PR #1036, opened 2019-02-20
Package name cleanup

zippy:

- [x] `bundle.json` & `.hcpkg` unified to `YOUR_DNA_NAME.dna.json`
- [x] `.build` files renamed to `.hcbuild`
- [x] `hc package` now builds to `dist` directory by default, to match how `hc test` works


cli/src/cli/js-tests-scaffold/index.js
```diff
@@ -3,7 +3,7 @@
 const { Config, Scenario } = require("@holochain/holochain-nodejs")
 Scenario.setTape(require("tape"))
 
-const dnaPath = "./dist/bundle.json"
+const dnaPath = "./dist/YOUR_DNA_NAME.dna.json"
```
sphinxc0re: Is that right?

conductor_api/src/conductor/base.rs
```diff
@@ -657,7 +658,7 @@ impl Conductor {
 
     pub fn save_dna(&self, dna: &Dna) -> Result<PathBuf, HolochainError> {
         let mut file_path = self.dna_dir_path().join(dna.address().to_string());
```
sphinxc0re:
```suggestion
        let file_path = self.dna_dir_path().join(dna.address().to_string())
            .with_file_name(DNA_EXTENSION);
```

conductor_api/src/conductor/base.rs
```diff
@@ -657,7 +658,7 @@ impl Conductor {
...
-        file_path.set_extension("hcpkg");
+        file_path.set_extension(DNA_EXTENSION);
```
sphinxc0re:
```suggestion
```

cli/src/cli/js-tests-scaffold/index.js
zippy: Well, actually we need some automation to edit that file on the fly during `init`.  I'll work on that

conductor_api/src/conductor/base.rs
zippy: Will that really work?  I think not because `set_extension` will add the "." between the file name and the path, but `with_file_name` I don't think will.

sphinxc0re: 🙈 Oh, sorry,... I meant:
```suggestion
        let mut file_path = self.dna_dir_path().join(dna.address().to_string())
            .with_extension(DNA_EXTENSION);
```

cli/src/cli/init.rs
```diff
@@ -75,7 +102,7 @@ pub fn init(path: &PathBuf) -> DefaultResult<()> {
     let ignores = [
         &DIST_DIR_NAME,
         &TEST_DIR_NAME,
-        &DEFAULT_BUNDLE_FILE_NAME,
+        format!("*.{}", DNA_EXTENSION).as_str(),
```
Connoropolous: you'll only need this here, if it's still going to be building the file in the root of the app, instead of in the DIST folder

cli/src/cli/js-tests-scaffold/index.js
zippy: done

zippy:
I'm not worried about the .build rename because we are in alpha, not backward compatibility!!

cli/src/cli/init.rs
zippy: fixed.

Connoropolous:
fair enough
········
> Goal of the exercise: Make an exact copy of every record listed above.

> Answer space:
PR #1036, opened 2019-02-20
Package name cleanup

zippy:

- [x] `bundle.json` & `.hcpkg` unified to `YOUR_DNA_NAME.dna.json`
- [x] `.build` files renamed to `.hcbuild`
- [x] `hc package` now builds to `dist` directory by default, to match how `hc test` works


cli/src/cli/js-tests-scaffold/index.js
```diff
@@ -3,7 +3,7 @@
 const { Config, Scenario } = require("@holochain/holochain-nodejs")
 Scenario.setTape(require("tape"))
 
-const dnaPath = "./dist/bundle.json"
+const dnaPath = "./dist/YOUR_DNA_NAME.dna.json"
```
sphinxc0re: Is that right?

conductor_api/src/conductor/base.rs
```diff
@@ -657,7 +658,7 @@ impl Conductor {
 
     pub fn save_dna(&self, dna: &Dna) -> Result<PathBuf, HolochainError> {
         let mut file_path = self.dna_dir_path().join(dna.address().to_string());
```
sphinxc0re:
```suggestion
        let file_path = self.dna_dir_path().join(dna.address().to_string())
            .with_file_name(DNA_EXTENSION);
```

conductor_api/src/conductor/base.rs
```diff
@@ -657,7 +658,7 @@ impl Conductor {
...
-        file_path.set_extension("hcpkg");
+        file_path.set_extension(DNA_EXTENSION);
```
sphinxc0re:
```suggestion
```

cli/src/cli/js-tests-scaffold/index.js
zippy: Well, actually we need some automation to edit that file on the fly during `init`.  I'll work on that

conductor_api/src/conductor/base.rs
zippy: Will that really work?  I think not because `set_extension` will add the "." between the file name and the path, but `with_file_name` I don't think will.

sphinxc0re: 🙈 Oh, sorry,... I meant:
```suggestion
        let mut file_path = self.dna_dir_path().join(dna.address().to_string())
            .with_extension(DNA_EXTENSION);
```

cli/src/cli/init.rs
```diff
@@ -75,7 +102,7 @@ pub fn init(path: &PathBuf) -> DefaultResult<()> {
     let ignores = [
         &DIST_DIR_NAME,
         &TEST_DIR_NAME,
-        &DEFAULT_BUNDLE_FILE_NAME,
+        format!("*.{}", DNA_EXTENSION).as_str(),
```
Connoropolous: you'll only need this here, if it's still going to be building the file in the root of the app, instead of in the DIST folder

cli/src/cli/js-tests-scaffold/index.js
zippy: done

zippy:
I'm not worried about the .build rename because we are in alpha, not backward compatibility!!

cli/src/cli/init.rs
zippy: fixed.

Connoropolous:
fair enough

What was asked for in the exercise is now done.